_Exercise requirements:_ Give back only the lines in the records below from the one with "Before the PR" to the one with "5. Since it's", both inclusive, word for word.

_Data in this exercise:_
Issue #727, opened 2019-11-07
Investigate refactor DID exchange client issue


troyronda:
This refactor will need to be reapplied: https://github.com/hyperledger/aries-framework-go/pull/726 
on top of: https://github.com/hyperledger/aries-framework-go/pull/708 

(and fixed to be compatible).

PR #730, opened 2019-11-07
refactor: DID exchange client

soluchok:
* added buffered channel (test)

Closes https://github.com/hyperledger/aries-framework-go/issues/727


test/bdd/agent_sdk_steps.go
```diff
@@ -116,7 +116,7 @@ func (a *AgentSDKSteps) createDIDExchangeClient(agentID string) error {
 		return fmt.Errorf("failed to create new didexchange client: %w", err)
 	}
 
-	actionCh := make(chan service.DIDCommAction)
+	actionCh := make(chan service.DIDCommAction, 1)
```
sandrask: Why 1? Are we going to ran into same issue if we add more action events?

soluchok: the listener starts after write, according to that we got a deadlock. We are not going to run into the same issue. In our code we already have this logic for `statusCh := make(chan service.StateMsg, 1)`  but we missed it for `actionCh := make(chan service.DIDCommAction)`

sandrask: How did bdd tests for you previous commit work? You didn't have 1 there.

soluchok: bc you added this code which did that deadlock https://github.com/hyperledger/aries-framework-go/commit/aa0bf5895cbb4a5d137da55d8a8cf49d676b663f#diff-36702ab66cf0f951b3103d5c6e033346R200

soluchok: Sorry, probably goroutine with listener was executed first

rolsonquadras: On analyzing these changes with https://github.com/hyperledger/aries-framework-go/pull/708, I discovered the following.

Before the PR https://github.com/hyperledger/aries-framework-go/pull/708:
1. BDD test creates client for Alice and Bob
2. Alice creates request and Bob receives it. 
3. During step2, Alice starts listening to exchange approval event in-parallel.
3. Alice gets the event and flow completes successfully.

After PR https://github.com/hyperledger/aries-framework-go/pull/708:  
Change : Bob needs to approve the invitation
1. BDD test creates client for Alice and Bob
2. Alice creates request and Bob receives it and it triggers an event. 
3. During step2, Alice and Bob starts listening to exchange approval event in-parallel.
4. But the agent triggers event before Bob starts listening.
5. Since it's an Unbuffered channel, the service becomes blocked/deadlocked since there are no listeners(go routines).

After adding size= 1 (buffered) to the channel, the service pushes the event to the buffered channel. It holds it till 
listener/go routine becomes available and processes the message.

This is due to unbuffered channel behaves as full as there is no goroutine to receive it. Here is a reference to one of the [stackoverflow discussion](https://stackoverflow.com/questions/18660533/why-does-the-use-of-an-unbuffered-channel-in-the-same-goroutine-result-in-a-dead).

troyronda:
@soluchok needs rebase.

PR #734, opened 2019-11-07
Support environment variables in addition to command line arguments

### LINKED ISSUE #473: Support environment variables in addition to command line arguments
It would be useful for Ops people if they can set the command line arguments via environment variables as an alternative to command line arguments. This task is to reintroduce support for environment variables. The command line arguments introduced in #250 and #200 should be supported.

DRK3:
Closes #473

### DIFF
--- a/cmd/aries-agentd/startcmd/start.go
+++ b/cmd/aries-agentd/startcmd/start.go
@@ -9,6 +9,8 @@ import (
 	"errors"
 	"fmt"
 	"net/http"
+	"os"
+	"strings"
 
 	"github.com/gorilla/mux"
 	"github.com/rs/cors"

_Completed task:_
Before the PR https://github.com/hyperledger/aries-framework-go/pull/708:
1. BDD test creates client for Alice and Bob
2. Alice creates request and Bob receives it. 
3. During step2, Alice starts listening to exchange approval event in-parallel.
3. Alice gets the event and flow completes successfully.

After PR https://github.com/hyperledger/aries-framework-go/pull/708:  
Change : Bob needs to approve the invitation
1. BDD test creates client for Alice and Bob
2. Alice creates request and Bob receives it and it triggers an event. 
3. During step2, Alice and Bob starts listening to exchange approval event in-parallel.
4. But the agent triggers event before Bob starts listening.
5. Since it's an Unbuffered channel, the service becomes blocked/deadlocked since there are no listeners(go routines).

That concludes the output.